Does anyone have a fast, effecive, or precise method of laminating hardwood strips to plywood?


----------



## GaryK (Jun 25, 2007)

Just glue wider strips and use a router to flush them up. Quick and easy. It adds the same amout of time
always so you can predict exactly how long it will take.


----------



## Blivingwell (Feb 11, 2008)

I have to admit I tried this, but have not yet built a router table, and found that as I ran the length of the 4 foot board I rocked the router a bit (only the 3/4 inch face to steady the router) and ended up gouging the strip. Help.


----------



## GaryK (Jun 25, 2007)

If you do two pieces at once, clamp a 2×4 between the pieces to create more surface area for the router
to rest on. If only doing one piece make something to give you more support.


----------



## Blivingwell (Feb 11, 2008)

nice one, i will give it a try


----------



## GaryK (Jun 25, 2007)

Try ripping about 10 inches off of a nice factory edged piece of plywood and screw it to a 2×4 and clamp that
to the single piece of plywood you are edging. That should work.


----------



## Rich_S (Oct 26, 2007)

There are a couple things you can do…1) for the alignment issue and to create more gluing surface you could use a set of edge banding router bits to create the thick edge banding and the matching profile in the edge of the plywood..2) for trimming if you are having trouble using a router to flush trim then use side rabbet hand planes (like a Stanley 98 and 99 pair or Lie Nielson 98 99 pair)..you would be amazed at how fast and precise you can trim down the excess with these..plus you can set the depth so you only are trimming the edging and not even touching the plywood..now if your doing 1000 feet of edge banding at a time then that would be a different matter


----------



## TampaTom (Feb 15, 2008)

I've recently seen a lot of router bits that cut matching profiles for applying edge banding to plywood. That might be an option if you were up for that…


----------



## alindobra (Oct 3, 2007)

Brent,

Having the same problem you do, I purchased router bits to cut matching profiles on wood strips and plywood. They work well but you need a beefy router table. The main advantage is the fact that the pieces fit so snugly I can just put glue and knock them in without too many clamps.

Alin


----------



## matter (Jan 30, 2008)

I either T&G the pieces, or use splines.


----------



## JoshIndy (Jun 22, 2010)

I know this has been posted for a while (2.5 or so years almost) but no one posted the method i like to use.
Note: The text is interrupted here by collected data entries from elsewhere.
PR #1060, opened 2016-02-05
Force the initialization of throwMethod in Definitions

VladimirNik:
This change will fix the problem with unpickling of throw expression from TASTY representation.

### DIFF
--- a/src/dotty/tools/dotc/core/Definitions.scala
+++ b/src/dotty/tools/dotc/core/Definitions.scala
@@ -786,7 +786,7 @@ class Definitions {
     OpsPackageClass)
 
     /** Lists core methods that don't have underlying bytecode, but are synthesized on-the-fly in every reflection universe */
-    lazy val syntheticCoreMethods = AnyMethods ++ ObjectMethods ++ List(String_+)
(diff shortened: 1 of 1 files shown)


DarkDimius:
LGTM after tests pass

VladimirNik:
Review by @odersky , @DarkDimius

src/dotty/tools/dotc/core/Definitions.scala
```diff
@@ -785,8 +785,8 @@ class Definitions {
     EmptyPackageVal,
     OpsPackageClass)
 
-    /** Lists core methods that don't have underlying bytecode, but are synthesized on-the-fly in every reflection universe */
-    lazy val syntheticCoreMethods = AnyMethods ++ ObjectMethods ++ List(String_+)
+  /** Lists core methods that don't have underlying bytecode, but are synthesized on-the-fly in every reflection universe */
+  lazy val syntheticCoreMethods = AnyMethods ++ ObjectMethods ++ List(String_+, throwMethod)
```
DarkDimius: indentation here was intentional: member definitions are indented with 2 more spaces compared to class definitions.

PR #1061, opened 2016-02-05
Fix #854: Optimize matches on primitive constants as switches.

### LINKED ISSUE #854: Implement @switch
Current implementation of pattern matcher does not optimize switch blocks on primitive constants.

sjrd:
This does not yet unable the checks that `@switch` verifies that the compiler was indeed able to perform the optimization.

This implementation also does not support guards. A match with guards will never be optimized as a switch.

### DIFF
--- a/src/dotty/tools/dotc/transform/PatternMatcher.scala
+++ b/src/dotty/tools/dotc/transform/PatternMatcher.scala
@@ -303,8 +303,139 @@ class PatternMatcher extends MiniPhaseTransform with DenotTransformer {thisTrans
     def optimizeCases(prevBinder: Symbol, cases: List[List[TreeMaker]], pt: Type): (List[List[TreeMaker]], List[Tree])
     def analyzeCases(prevBinder: Symbol, cases: List[List[TreeMaker]], pt: Type, suppression: Suppression): Unit = {}
 
-    def emitSwitch(scrut: Tree, scrutSym: Symbol, cases: List[List[TreeMaker]], pt: Type, matchFailGenOverride: Option[Symbol => Tree], unchecked: Boolean): Option[Tree] =
-      None // todo
+    def emitSwitch(scrut: Tree, scrutSym: Symbol, cases: List[List[TreeMaker]], pt: Type, matchFailGenOverride: Option[Symbol => Tree], unchecked: Boolean): Option[Tree] = {
+      // TODO Deal with guards?
+
+      def isSwitchableType(tpe: Type): Boolean = {
+        (tpe isRef defn.IntClass) ||
+        (tpe isRef defn.ByteClass) ||
+        (tpe isRef defn.ShortClass) ||
+        (tpe isRef defn.CharClass)
+      }
+
+      object IntEqualityTestTreeMaker {
+        def unapply(treeMaker: EqualityTestTreeMaker): Option[Int] = treeMaker match {
+          case EqualityTestTreeMaker(`scrutSym`, _, Literal(const), _) =>
+            if (const.isIntRange) Some(const.intValue)
+            else None
+          case _ =>
+            None
+        }
+      }
+
+      def isSwitchCase(treeMakers: List[TreeMaker]): Boolean = treeMakers match {
+        // case 5 =>
+        case List(IntEqualityTestTreeMaker(_), _: BodyTreeMaker) =>
+          true
+
+        // case 5 | 6 =>
+        case List(AlternativesTreeMaker(`scrutSym`, alts, _), _: BodyTreeMaker) =>
+          alts.forall {
+            case List(IntEqualityTestTreeMaker(_)) => true
+            case _ => false
+          }
+
+        // case _ =>
+        case List(_: BodyTreeMaker) =>
+          true
+
+        /* case x @ pat =>
+         * This includes:
+         *   case x =>
+         *   case x @ 5 =>
+         *   case x @ (5 | 6) =>
+         */
+        case (_: SubstOnlyTreeMaker) :: rest =>
+          isSwitchCase(rest)
+
+        case _ =>
+          false
+      }
+
+      /* (Nil, body) means that `body` is the default case
+       * It's a bit hacky but it simplifies manipulations.
+       */
+      def extractSwitchCase(treeMakers: List[TreeMaker]): (List[Int], BodyTreeMaker) = treeMakers match {
+        // case 5 =>
+        case List(IntEqualityTestTreeMaker(intValue), body: BodyTreeMaker) =>
+          (List(intValue), body)
+
+        // case 5 | 6 =>
+        case List(AlternativesTreeMaker(_, alts, _), body: BodyTreeMaker) =>
+          val intValues = alts.map {
+            case List(IntEqualityTestTreeMaker(intValue)) => intValue
+          }
+          (intValues, body)
+
+        // case _ =>
+        case List(body: BodyTreeMaker) =>
+          (Nil, body)
+
+        // case x @ pat =>
+        case (_: SubstOnlyTreeMaker) :: rest =>
+          /* Rebindings have been propagated, so the eventual body in `rest`
+           * contains all the necessary information. The substitution can be
+           * dropped at this point.
+           */
+          extractSwitchCase(rest)
+      }
+
+      def doOverlap(a: List[Int], b: List[Int]): Boolean =
+        a.exists(b.contains _)
+
+      def makeSwitch(valuesToCases: List[(List[Int], BodyTreeMaker)]): Tree = {
+        def genBody(body: BodyTreeMaker): Tree = {
+          val valDefs = body.rebindings.emitValDefs
+          if (valDefs.isEmpty) body.body
+          else Block(valDefs, body.body)
+        }
+
+        val intScrut =
+          if (pt isRef defn.IntClass) ref(scrutSym)
+          else Select(ref(scrutSym), nme.toInt)
+
+        val (normalCases, defaultCaseAndRest) = valuesToCases.span(_._1.nonEmpty)
+
+        val newCases = for {
+          (values, body) <- normalCases
+        } yield {
+          val literals = values.map(v => Literal(Constant(v)))
+          val pat =
+            if (literals.size == 1) literals.head
+            else Alternative(literals)
+          CaseDef(pat, EmptyTree, genBody(body))
+        }
+
+        val catchAllDef = {
+          if (defaultCaseAndRest.isEmpty) {
+            matchFailGenOverride.fold[Tree](
+                Throw(New(defn.MatchErrorType, List(ref(scrutSym)))))(
+                _(scrutSym))
+          } else {
+            /* After the default case, assuming the IR even allows anything,
+             * things are unreachable anyway and can be removed.
+             */
+            genBody(defaultCaseAndRest.head._2)
+          }
+        }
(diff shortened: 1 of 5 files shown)


sjrd:
This is Work-in-Progress, but close enough to reality for a request for comments.

There is one failing test on my machine, t3833.scala, which looks like this:
```scala
package hello

object world {
  def mkArray[T <: A](atype: Int) :T#AType = {
    (atype match {
      case 1 =>
        new Array[Int](10)
        // Decompiled code: return (Object[])new int[10];
      case 2 =>
        new Array[Float](10)
    }).asInstanceOf[T#AType]
  }

    println(mkArray[I](1))
    //java.lang.ClassCastException: [I cannot be cast to [Ljava.lang.Object;
  }
}

trait A {
  type AType <: AnyRef
}
trait I extends A {
  type AType = Array[Int]
}
trait F extends A {
  type AType = Array[Float]
}
```
The tree emitted after `patternMatcher` looks good:
```scala
[error]     def mkArray[T <: hello.A](atype: Int): T#AType = {
[error]       (atype match {
[error]         case 1 => 
[error]           dotty.runtime.Arrays.newIntArray(10)
[error]         case 2 => 
[error]           dotty.runtime.Arrays.newFloatArray(10)
[error]       }).asInstanceOf[T#AType]
[error]     }
```
however, it causes a crash in GenBCode:
```
[error] java.lang.AssertionError: assertion failed: Expected primitive types I - Ljava/lang/Object;
[error]         at scala.Predef$.assert(Predef.scala:165)
[error]         at scala.tools.nsc.backend.jvm.BTypes$BType$class.conformsTo(BTypes.scala:157)
[error]         at scala.tools.nsc.backend.jvm.BTypes$ArrayBType.conformsTo(BTypes.scala:847)
[error]         at scala.tools.nsc.backend.jvm.BCodeBodyBuilder$PlainBodyBuilder.adapt(BCodeBodyBuilder.scala:896)
[error]         at scala.tools.nsc.backend.jvm.BCodeBodyBuilder$PlainBodyBuilder.genLoad(BCodeBodyBuilder.scala:436)
[error]         at scala.tools.nsc.backend.jvm.BCodeBodyBuilder$PlainBodyBuilder$$anonfun$genMatch$3.apply(BCodeBodyBuilder.scala:844)
[error]         at scala.tools.nsc.backend.jvm.BCodeBodyBuilder$PlainBodyBuilder$$anonfun$gen
...
```
I fear there might be a problem in Erasure; maybe it does not recognize `Match` nodes, and the necessity to "push" the expected adapted type `Object` inside the branches? I haven't investigate further yet.

Does anyone have an idea, off the top of your head?

src/dotty/tools/dotc/transform/PatternMatcher.scala
```diff
@@ -303,8 +303,134 @@ class PatternMatcher extends MiniPhaseTransform with DenotTransformer {thisTrans
...
+          (values, body) <- normalCases
+        } yield {
+          val literals = values.map(v => Literal(Constant(v)))
+          val pat =
+            if (literals.size == 1) literals.head
+            else Alternative(literals)
+          CaseDef(pat, EmptyTree, genBody(body))
+        }
+
+        val wildcard = ctx.typeAssigner.assignType(untpd.Ident(nme.WILDCARD), defn.IntType)
```
sjrd: This is most probably a code smell. I haven't found a better way to generate a typed `Ident(WILDCARD)`, which is apparently what the back-end wants. Should there be a better way?

DarkDimius: `tpd.Underscore(IntType)`

src/dotty/tools/dotc/transform/PatternMatcher.scala
```diff
@@ -303,8 +303,134 @@ class PatternMatcher extends MiniPhaseTransform with DenotTransformer {thisTrans
...
+      }
+
+      def doOverlap(a: List[Int], b: List[Int]): Boolean =
+        a.exists(b.contains _)
+
+      def makeSwitch(valuesToCases: List[(List[Int], BodyTreeMaker)]): Tree = {
+        def genBody(body: BodyTreeMaker): Tree = {
+          val valDefs = body.rebindings.emitValDefs
+          if (valDefs.isEmpty) body.body
+          else Block(valDefs, body.body)
```
sjrd: Is this the right way to avoid useless `Block`s over single expressions? I did not find any shortcut. Or do you not bother, in general, and just always create a `Block` in similar cases?

src/dotty/tools/dotc/transform/PatternMatcher.scala
```diff
@@ -303,8 +303,134 @@ class PatternMatcher extends MiniPhaseTransform with DenotTransformer {thisTrans
...
+
+        // case _ =>
+        case List(_: BodyTreeMaker) =>
+          true
+
+        // case x =>
+        case List(_: SubstOnlyTreeMaker, _: BodyTreeMaker) =>
+          true
+
+        case _ =>
```
DarkDimius:
```
(1: Int) match {case x @ 1 => x}
```

src/dotty/tools/dotc/transform/PatternMatcher.scala
sjrd: Oh indeed! Thanks.

src/dotty/tools/dotc/transform/PatternMatcher.scala
DarkDimius: At the moment we do not bother in most cases.

src/dotty/tools/dotc/transform/PatternMatcher.scala
sjrd: It is not, indeed. I have actually deliberately omitted it, at the moment. It looked useless, as even as a human it would be obvious that `x` should be 1. I would have implemented it anyway, but for the fact the sequence of `treeMakers` was `SubstOnly`, `EqualityTest`, `Body`; and it seemed "dangerous" to move the `SubstOnly` after the `EqualityTest`.

I can reconsider this.

src/dotty/tools/dotc/transform/PatternMatcher.scala
```diff
@@ -303,8 +303,134 @@ class PatternMatcher extends MiniPhaseTransform with DenotTransformer {thisTrans
...
-    def emitSwitch(scrut: Tree, scrutSym: Symbol, cases: List[List[TreeMaker]], pt: Type, matchFailGenOverride: Option[Symbol => Tree], unchecked: Boolean): Option[Tree] =
-      None // todo
+    def emitSwitch(scrut: Tree, scrutSym: Symbol, cases: List[List[TreeMaker]], pt: Type, matchFailGenOverride: Option[Symbol => Tree], unchecked: Boolean): Option[Tree] = {
+      // TODO Deal with guards?
+
+      def isSwitchableType(tpe: Type): Boolean = {
+        (tpe isRef defn.IntClass) ||
+        (tpe isRef defn.ByteClass) ||
+        (tpe isRef defn.ShortClass) ||
+        (tpe isRef defn.CharClass)
```
DarkDimius:
```scala
|| (ValueClasses.isDerivedValueClass(tpe.denot) && 
     isSwitchableType(ValueClasses.underlyingOfValueClass(tpe.denot)))

```

sjrd: Although I agree it would be nice, this won't happen in practice, because you cannot express a *constant* value of a user-defined value class in the `case`s.

DarkDimius: After a bit of discussion: let's leave this possibility for future as it's not clear what is a constant for a value class.

src/dotty/tools/dotc/transform/PatternMatcher.scala
sjrd: OK I'll remove the test. I's a bit ugly because most cases don't have any `ValDef`, but let's follow the conventions.

DarkDimius: Feel free to leave it as is.
What I meant is that currently different parts of dotty already create a lot of Blocks with empty stats and there's no assumption that `stats.nonEmpty`.

sjrd: Oh OK.

src/dotty/tools/dotc/transform/PatternMatcher.scala
sjrd: Done. It now also support `case x @ (5 | 6) =>`, which can actually be useful.

sjrd:
Further progress on this is blocked by #1065.

sjrd:
Rebased on top of master, with the fix for #1065.

src/dotty/tools/dotc/transform/PatternMatcher.scala
```diff
@@ -303,8 +303,139 @@ class PatternMatcher extends MiniPhaseTransform with DenotTransformer {thisTrans
...
+       */
+      def extractSwitchCase(treeMakers: List[TreeMaker]): (List[Int], BodyTreeMaker) = treeMakers match {
+        // case 5 =>
+        case List(IntEqualityTestTreeMaker(intValue), body: BodyTreeMaker) =>
+          (List(intValue), body)
+
+        // case 5 | 6 =>
+        case List(AlternativesTreeMaker(_, alts, _), body: BodyTreeMaker) =>
+          val intValues = alts.map {
+            case List(IntEqualityTestTreeMaker(intValue)) => intValue
```
sjrd: This line causes a bootstrapping test (I think) to fail with
```
[error] java.lang.AssertionError: assertion failed: error at /home/jenkins/workspace/dotty-master-validate-partest/tests/partest-generated/pos/transform/PatternMatcher.scala:340
[error] type mismatch:
[error]  found   : $this.EqualityTestTreeMaker
[error]  required: TreeMakers.this.EqualityTestTreeMaker
[error] tree = TypeApply(Select(Ident(p38),asInstanceOf),List(TypeTree[TypeRef(TermRef(NoPrefix,$this),EqualityTestTreeMaker)]))
[error] 	at scala.Predef$.assert(Predef.scala:165)
[error] 	at dotty.tools.dotc.transform.TreeChecker$Checker.adapt(TreeChecker.scala:333)
[error] 	at dotty.tools.dotc.typer.ProtoTypes$FunProto.typedArg(ProtoTypes.scala:205)
```
It seems to be a Ycheck error. Apparently it cannot relate the synthetic `$this` thing (a capture?) to the enclosing `TreeMakers.this`.

Not sure what to make of this, atm.

smarter: AFAIK only two transformations introduce `$this`: `ExtensionMethods` and `TailRec`, and `extractSwitchCases` looks tail-recursive. So my guess is that this method makes pattern-matching and tail-recursiveness interact in an interesting way we haven't tested before (probably because `IntEqualityTestTreeMaker` is a local class). It'd be great if you could try to reduce this to a simple test case.

sjrd: I'll to minimize it, yes.

sjrd:
Rebased on top of #1091 (therefore depends on #1091 to be merged first)

sjrd:
Looks like this works, now :)

DarkDimius:
LGTM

I will take a piece of hardwood, notch it out then glue it to the front (maybe pin nails). the hardwood ends up looking "L" shaped and the plywood fits into the L. You just need to be very precise in cutting the notch in the hardwood or you end up needing the router to flush trim it.


----------



## oldworld124 (Mar 2, 2008)

I use the Burgess edging system. I have two sets. one for 3/4" plys and another for 1/2" plys. This system is excellent for many applications. I use it when veneering over MDF. I can put the desired wood edging and then apply the veneer. This makes sure the edges are going to be strong and have much less possible chipping of the veneer through the years.

Below are some examples of router edging systems.

http://www.leevalley.com/en/wood/page.aspx?p=50698&cat=1,46168,62157&ap=1

http://professional-power-tool-guide.com/2009/05/burgess-edge-router-system-review/

http://www.mlcswoodworking.com/shopsite_sc/store/html/smarthtml/pages/bit_edgeband_ogee.html

http://www.holbren.com/edge-banding/


----------



## zonkers (Aug 18, 2010)

I second Gary's way. Works great for me. I think Woodsmith mag has a free router base plan on their site. It's basically two pieces of ply fastened at 90 degrees that replaces the router base. It has a relief cut out at the 90 for the bit. With the ply your trimming standing on edge one face sits on the edge of the ply and the other rides down on the side face.


----------